The CCRE is one of the largest P3I program participants in the country, with 22 reservist students who have scholarships to pursue cybersecurity degrees.

“The Army is trying to build a cadre of cyber-trained reservists,” Dr. Morris says, “and we’re helping do that for them.”

Grants are also helping the center recruit new students to UAH, such as summer cybersecurity camps that have been held for eighth, ninth and 10th graders and teachers. The camps are funded by the joint NSA/NSF GenCyber program, which is allowing CCRE to offer a unique camp this year.

“We are partnering with the Alabama School for the Deaf and the Rochester Institute of Technology’s National Technical Institute for the Deaf to offer a GenCyber camp for about 20 deaf or hard of hearing high school students in July, here on campus,” Dr. Morris says.

The university’s genuine commitment to cybersecurity has been key to the growth of the CCRE, he says.

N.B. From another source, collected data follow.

PR #436, opened 2026-03-30
improve fallback PW check for upgrades, harden against broken installs

zzzeek:
testing has shown it's possible to deploy with pre-FR5 versions with passwords that interfere with bootstrap, leading
to the "root@%" account missing entirely.   Ensure bootstrap
makes sure this is there for recovery scenarios.  next, an FR4
deploy may have the "rootDatabaseAccount" key omitted entirely from the
CR; make the python fetch more robust and add a test that simulates
the full scenario that was observed.

### DIFF
--- a/test/chainsaw/tests/root-pw-fallback/chainsaw-test.yaml
+++ b/test/chainsaw/tests/root-pw-fallback/chainsaw-test.yaml
@@ -1,0 +1,148 @@
+apiVersion: chainsaw.kyverno.io/v1alpha1
+kind: Test
+metadata:
+  name: root-pw-fallback
+spec:
+  steps:
+  - name: Deploy 3-node cluster
+    description: Deploy a 3-node galera cluster
+    bindings:
+    - name: replicas
+      value: 3
+    try:
+    - apply:
+        file: ../../common/galera.yaml
+    - assert:
+        file: ../../common/galera-assert.yaml
+
+  - name: Verify initial root account exists
+    description: Verify the root MariaDBAccount exists with initial secret
+    try:
+    - assert:
+        file: root-account-initial-assert.yaml
+
+  - name: Capture original password and delete root at percent
+    description: >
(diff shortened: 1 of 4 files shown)


dciabrin (changes requested):
I'd prefer to rely on chainsaw's "outputs" functionality to simplify the test.
Also the original commit message should be updated, it has a incomplete sentence.

test/chainsaw/tests/root-pw-fallback/chainsaw-test.yaml
```diff
@@ -0,0 +1,157 @@
...
+          oc exec -n ${NAMESPACE} -c galera openstack-galera-0 -- /bin/sh -c "
+            mysql -uroot -p'${ORIG_PW}' -e \"DROP USER 'root'@'%'; FLUSH PRIVILEGES;\"
+          "
+          echo "Dropped root@% user (replicates to all nodes)"
+    - script:
+        env:
+        - name: ORIG_PW
+          value: ($orig_pw)
+        content: |
+          sleep 3
```
dciabrin: I don't think we should keep this sleep, it seems a bit arbitrary to me. The SQL statement is synchronously replicated so at least it's not needed for that. Plus you're reconnecting to the same node, so you're guaranteed to have the new credentials anyway.

dciabrin (changes requested):
Small nitpicks, but let's fix that now so we're covered for future updates.

test/chainsaw/tests/root-pw-fallback/chainsaw-test.yaml
zzzeek: I dunno the test was not passing, then i put in that sleep, then it was fine.  my guess was that the "ALTER USER" statement hadnt replicated to all three nodes, or something.  I can try again.

dciabrin (approved):

PR #450, opened 2026-04-24
Increase hard-coded liveness and readiness probe timeouts

dciabrin:
Liveness and readiness probes currently rely on the default timeout of 1s, which is low and might cause unecessary instabilities on loaded environment.
Set an explicit default of 5s, until we move to configurable timeouts with the help of lib-common's functions.


dciabrin:
Closed in favour of #452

“I’ve been enthused by the support from the faculty, staff, administration – everyone is on board,” says Dr. Morris, “and that makes it fun and easier to be successful.”

For Dr. Morris, the best is still on the horizon, as he leads a committee charged with establishing a bachelor of science degree program in cybersecurity and hopes it can be offered to students as soon as the fall of this year.

“The thing that excites me most is creating a bachelor of science in cybersecurity,” Dr. Morris says. “It’s going to have an impact for a long, long time.”